Doing the verification in the same room as the procedure or nearby improves workflow, thus reducing the time the patient needs to be under examination.

The Trident Specimen Radiography System is a self-contained, direct digital imaging system for imaging small to medium sized surgical and biopsy specimens. The system includes an X-ray generator, X-ray tube (microfocus), a-Se digital detector, 12 x 14 cm active imaging area, exposure timer, specimen chamber, control panel and an acquisition workstation. The lower 1/3 of the workstation's display monitor is the graphical user interface for the system. The upper 2/3 of the monitor is the display for the specimen radiographs. The system includes automatic exposure control functionality, but manual exposure techniques can also be sclected. The magnification tray can be adjusted and will allow images to be produced at 1.5 and 2.0 X magnifications.

The system is self-contained. Shielding is incorporated within the cabinet chamber system design, eliminating the need for separate additional shielding. The unit is mounted on a cart to be easily transported.

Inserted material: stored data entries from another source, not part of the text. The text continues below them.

PR #1453, opened 2021-08-17
[OverlayPanel] add @show and @hide events

shadoWalker89:
This PR adds two events to the OverlayPanel component
@show
@hide

In my app i have some logic that i want to execute when the overlay is shown or hidden.


nbrylevv:
@shadoWalker89 Nice feature!

cagataycivici:
I think we should add them when animation ends so at onEnter and onLeave.

PR #1527, opened 2021-09-09
[Fix] Prevent overlay from closing when clicking on a label inside

shadoWalker89:
Hi,
On this PR https://github.com/primefaces/primevue/pull/1361 the event used for checking if the click is inside the overlay was changed from @click to @mousedown
This caused the overlay to hide when clicking on a <label> tag within the overlay

In this PR, i'm adding a listener for the click event that calls onContentClick function

I tested this change locally and now both clicking on a label or trying to select text work both fine

###Defect Fixes
Fixes https://github.com/primefaces/primevue/issues/1528
Re production of the bug https://codesandbox.io/s/wonderful-agnesi-020nn


shadoWalker89:
Fixes https://github.com/primefaces/primevue/issues/1528

mertsincan:

Best Regards,

PR #1643, opened 2021-10-06
Add support for using custom icon providers

### LINKED ISSUE #1627: Proper support using custom icon packs
**I'm submitting a ...**
```
[x] feature request
```
This story is about adding ability to use custom icon providers like [iconify](https://iconify.design/) rather than only having primeicons.

This isn't related to the fact that some components allow you to provide a template _manually every time_ to use custom icons. But some components (things like menus) don't provide that option at all.

```html
<Button type="button" class="p-button-outlined p-button-success">
    <Icon icon="{some-custom-icon-here}" style="width: 1.5rem" />
    <span class="p-ml-2 p-text-bold">PrimeVue</span>
</Button>
```
compared to

```html
<Button type="button" class="p-button-outlined p-button-success" icon="{some-custom-icon-here}" label="PrimeVue" />
```

BryceBarbara:
PrimeVUE lacks the ability to work with other icon providers or to use custom icons in all areas. This PR adds support for using custom "icon providers" and implements a default one for primeicons.

This PR fixes #1627

## Comments 

* There were a number of small CSS bugs I found while going through the code base, I corrected them and tried to make isolated commits for them so you could easily identify them.
* I corrected some inconsistencies in the code base relating to the order `directives` and `components` are declared.
* I tried to match the existing pattern used for the `Ripple` component as much as possible since it serves a similar purpose and scope of use.
* Due to the way it's designed, components can provide a string or an object to the `Icon` component. Objects indicate use of what I've called "common icons". The purpose of them are to provide a way for the library to say "hey, I'm expecting an icon for this purpose and in this context" and a custom icon provider to go "Oh, okay. Here's an icon that matches that purpose!".

## Note to reviewers

If you are unable to able to accept this due to the scale of the changes, you can use this as a starting point for doing your own implementation. The only bad move would be to ignore the issue.


cagataycivici:
Wow, almost the entire codebase has changed :) Thanks but as you can understand, we cannot accept this huge change. Custom icons can be used with templating, templating allows to focus on content that can be images, icons and any other content not just icons. 

Custom icons can be used right now (using css overrides, templating, icon props) no major change like this so we'll not take any action right now. If a component does not support templating or an icon prop for a font icon, please let us know.

ineshbose:
This PR should get really considered at this time given that there are component wrappers around Iconify becoming popular. I'm using Nuxt 3 and now finding the need to have this.

I wonder if in the meantime I'd be able to extend the library just for the project using this!

therealtuyen:
Oh I see this PR when it was closed but I'm really appreciated your work, @BryceBarbara.

PR #1677, opened 2021-10-15
Fixes #1676

### LINKED ISSUE #1676: Vue not listed as a peer dependency breaks snowpack builds
```
```

I've made a separate repo for this as it presents itself in transpiling steps: https://github.com/spmurrayzzz/snowpack-primevue-peerdeps-bug

This leads to bugs where components with slots won't render and the console sees errors like the following:
image

**Current behavior**
When using snowpack to bundle assets with `primevue` as a dependency, vue gets loaded twice at runtime which causes issues when slots are referenced between the parent app and primevue components. 

**Expected behavior**
primevue should use the same Vue instance that is being required in the app, tooling can support this if Vue is listed as a peer dependency.

I've provided a repository for full reproduction: https://github.com/spmurrayzzz/snowpack-primevue-peerdeps-bug

The[ Node.js docs on peer dependencies](https://nodejs.org/es/blog/npm/peer-dependencies/) are very clear about the use case here as it applies to plugins. Vue is a dependency thats used by primevue, and as such is expected to be a host package dependency, but its not listed correctly in the `package.json`

EDIT: Arguably snowpack could handle this better and some of the bug is due to implementation details related to the way paths are resolved by the rollup toolchain (ill be opening an issue in their repo as well to discuss this), but its still semantically correct per the docs to be listing Vue as a peer dependency here.

>

* macOS 10.15.7

* **Vue version:** 3.1.5

* **PrimeVue version:** 3.8.0

* **Browser:** Chrome  93.0.4577.82 (x86_64)

spmurrayzzz:
Add vue as a peer dependency to resolve bugs where Vue can get loaded twice.

I wasn't sure which version of Vue to pin here, I just used the same version that matched the the one for `@vue/compiler-sfc` - happy to make this more lenient at your discretion.

###Defect Fixes
https://github.com/primefaces/primevue/issues/1676

### DIFF
--- a/package.json
+++ b/package.json
@@ -64,5 +64,8 @@
     "vue": "3.1.5",
     "vue-router": "^4.0.0-0",
     "webpack-cli": "^4.3.0"
+  },
+  "peerDependencies": {
+    "vue": "3.1.5"
   }
 }


cagataycivici:
Thanks, I added;

```js
"peerDependencies": {
    "vue": "^3.0.0"
}
```

cagataycivici:
Should be package-build.json btw, that goes to npm.

Issue #1640, opened 2021-10-05
Types for Column component are incorrect


Hugo01:
**Describe the defect**
Types for the Column component are incorrect and generating erros when building via vue-tsc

The provided information describes the Trident Specimen Radiography System but does not specify acceptance criteria or the details of a study comparing device performance against those criteria.

Instead, the document focuses on:

• Device Description: What the Trident system is and how it works.
• Indications for Use: What the device is intended for.
• Comparison to Predicate Devices: Stating that it has similar intended use, configuration, operation, and parameters to existing devices.
• Summary of Testing: Mentioning successful testing to safety and EMC standards (ISO 61010-1 and EMC Directive 2004/108/EC) and internal design control verification and validation according to 21 CFR Part 820 and 21 CFR 1020.40.
• 510(k) Clearance: The FDA's determination of substantial equivalence to predicate devices.

Therefore, I cannot provide the requested information about acceptance criteria, reported performance, sample sizes, expert qualifications, or adjudication methods for a performance study, as these details are not present in the provided text.

The document implies that the device "meets" its requirements by successfully passing safety, EMC, and internal verification/validation tests, and by being deemed substantially equivalent to predicate devices by the FDA. However, these are general compliance statements rather than a detailed performance study with specific acceptance criteria that would typically be found in a clinical or performance assessment report.